14 Return Values and Scope

14.1 Returning early

Sometimes, you don’t need to run through the whole body of a function to get the answer. In that case you can return early from that function using return().

To check if x is divisible by n, you can use is_divisible_by(x, n) from assertive.

Alternatively, use the modulo operator, %%. x %% n gives the remainder when dividing x by n, so x %% n == 0 determines whether x is divisible by n. Try 1:10 %% 3 == 0 in the console.

To solve this exercise, you need to know that a leap year is every 400th year (like the year 2000) or every 4th year that isn’t a century (like 1904 but not 1900 or 1905).

assertive is loaded.

14.1.1 Instructions `100 XP`

Complete the definition of is_leap_year(), checking for the cases of year being divisible by 400, then 100, then 4, returning early from the function in each case.

ex_16.R

is_leap_year <- function(year) {
  # If year is div. by 400 return TRUE
  if(is_divisible_by(year,400)) {
    return(TRUE)
  }
  # If year is div. by 100 return FALSE
  if(is_divisible_by(year,100)) {
    return(FALSE)
  }  
  # If year is div. by 4 return TRUE
  if(is_divisible_by(year,4)) {
    return(TRUE)
  }
  
  # Otherwise return FALSE
  FALSE
}

14.2 Returning invisibly

When the main purpose of a function is to generate output, like drawing a plot or printing something in the console, you may not want a return value to be rinted as well. In that case, the value should be invisibly returned.

The base R plot function returns NULL, since its main purpose is to draw a plot. This isn’t helpful if you want to use it in piped code: instead it should invisibly return the plot data to be piped on to the next step.

Recall that plot() has a formula interface: instead of giving it vectors for x and y, you can specify a formula describing which columns of a data frame go on the x and y axes, and a data argument for the data frame. Note that just like lm(), the arguments are the wrong way round because the detail argument, formula, comes before the data argument.

plot(y \~ x, data = data)

Instructions `100 XP`

Use the cars dataset and the formula interface to plot(), draw a scatter plot of dist versus speed.
Give pipeable_plot() data and formula arguments (in that order) and make it draw the plot, then invisibly return data.
Draw the scatter plot of dist vs. speed again by calling pipeable_plot()

ex_17.R

# Using cars, draw a scatter plot of dist vs. speed
plt_dist_vs_speed <- plot(dist ~ speed, data = cars)

# Oh no!

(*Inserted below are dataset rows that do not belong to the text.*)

PR #2225, opened 2021-07-22
Cluster cli option

romasku:
This allows running some operations for a specific cluster instead of the current one. This can be helpful when the user wants to write a script that migrates a lot of data from one cluster to another.

### DIFF
--- a/CHANGELOG.D/2225.feature
+++ b/CHANGELOG.D/2225.feature
@@ -1,0 +1,2 @@
+Added `--cluster` option to `neuro run` command and `neuro disk`, `neuro secret` command groups. This option
+allows to perform actions for a specific cluster instead of current one.
--- a/CLI.md
+++ b/CLI.md
@@ -2120,6 +2120,7 @@ neuro secret ls [OPTIONS]
 Name | Description|
 |----|------------|
 |_--help_|Show this message and exit.|
+|_--cluster CLUSTER_|Look on a specified cluster \(the current cluster by default).|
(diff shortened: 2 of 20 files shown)


serhiy-storchaka (approved):

serhiy-storchaka:
I wonder if it would be better to save cluster name as a state of `Parser` and add a `Parser` metthod which creates a copy of `Parser` with different default cluster. Then instead
```python
volume_parse_result = root.client.parse.volumes(volume, cluster_name=cluster_name)
```
we would write
```python
parser = root.client.parse.with_cluster(cluster_name)
volume_parse_result = parser.volumes(volume)
```
or
```python
parser = root.client.parse.replace(cluster_name=cluster_name)
volume_parse_result = parser.volumes(volume)
```
What looks better to you?

romasku:
The solution with the direct argument (`.some_method(..., cluster_name=cluster_name)`) is the only option for some cases (jobs, disks, secrets), so I prefer to use also in parser to make API more consistent. Also, it's can be unexpected that `client.parser.with_cluster(client.cluster_name)` is not no-op - it "freezes" default cluster in returned parser object.

While implementing this PR, I thought about adding a similar method to the client itself, like:
```
with client.use_as_default_cluster(tmp_cluster_name):
    # Here current cluster is changed but only in memory (no config rewrite)
# default cluster is restored
```
But I rejected this idea as it is too tricky and too implicit.

serhiy-storchaka (approved):

asvetlov (approved):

The plot object is NULL
plt_dist_vs_speed

# Define a pipeable plot fn with data and formula args
pipeable_plot <- function(data, formula) {
  # Call plot() with the formula interface
  plot(formula, data)
  # Invisibly return the input dataset
  invisible(data)
}

# Draw the scatter plot of dist vs. speed again
plt_dist_vs_speed <- cars %>% 
  pipeable_plot(dist ~ speed)

14.3 Returning many things

Functions can only return one value. If you want to return multiple things, then you can store them all in a list.

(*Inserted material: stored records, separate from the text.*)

PR #2229, opened 2021-07-26
Fix set_user_quota if credits == 0

YevheniiSemendiak:
In this case, we set credits to 'infinity', since [this](https://github.com/neuro-inc/platform-client-python/compare/ys/fix_set_usr_credits?expand=1#diff-88fbede459d7e6bdef38fc1ed9cdeb85e143080e793cadfe96ecb33a5e34155cR173) line evaluates to None, which is improper.


romasku (approved):
Thanks!

romasku:
Please add a `bugfix` changelog entry before merging.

If users want to have the list items as separate variables, they can assign each list element to its own variable using zeallot’s multi-assignment operator, %\<-%.

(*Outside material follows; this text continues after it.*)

PR #2237, opened 2021-08-03
Add possiblity to disable pypi version check via setting env var

YevheniiSemendiak:
We need to suppress version checks in different tools, which might have a lag before the release with the latest versions (such as neuromation base environment docker image, neuro-web-shell, etc.)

glance(), tidy(), and augment() each take the model object as their only rgument.

The Poisson regression model of Snake River visits is available as model. broom and zeallot are loaded.

Instructions `100 XP`

Examine the structure of model.
Use broom functions on model to create a list containing the model–, coefficient–, and observation-level parts of model.
Wrap the code into a function, groom_model(), that accepts model as its only argument.
Call groom_model() on model, multi-assigning the result to three variables at once: mdl, cff, and obs.

ex_18.R

# Look at the structure of model (it's a mess!)
str(model)

# Use broom tools to get a list of 3 data frames
list(
  # Get model-level values
  model = glance(model),
  # Get coefficient-level values
  coefficients = tidy(model),
  # Get observation-level values
  observations = augment(model)
)

# Wrap this code into a function, groom_model
groom_model <- function(model){
  list(
    model = glance(model),
    coefficients = tidy(model),
    observations = augment(model)
  )
}

groom_model(model)

# From previous step
groom_model <- function(model) {
  list(
    model = glance(model),
    coefficients = tidy(model),
    observations = augment(model)
  )
}

# Call groom_model on model, assigning to 3 variables
c(mdl, cff, obs) %<-% groom_model(model)
#c(var1, var2, var3) %<-% fn(args)

# See these individual variables
mdl; cff; obs

14.4 Returning metadata

Sometimes you want to return multiple things from a function, but you want the result to have a particular class (for example, a data frame or a numeric vector), so returning a list isn’t appropriate. This is common when you have a result plus metadata about the result. (Metadata is “data about the data”. For example, it could be the file a dataset was loaded from, or the username of the person who created the variable, or the number of iterations for an algorithm to converge.)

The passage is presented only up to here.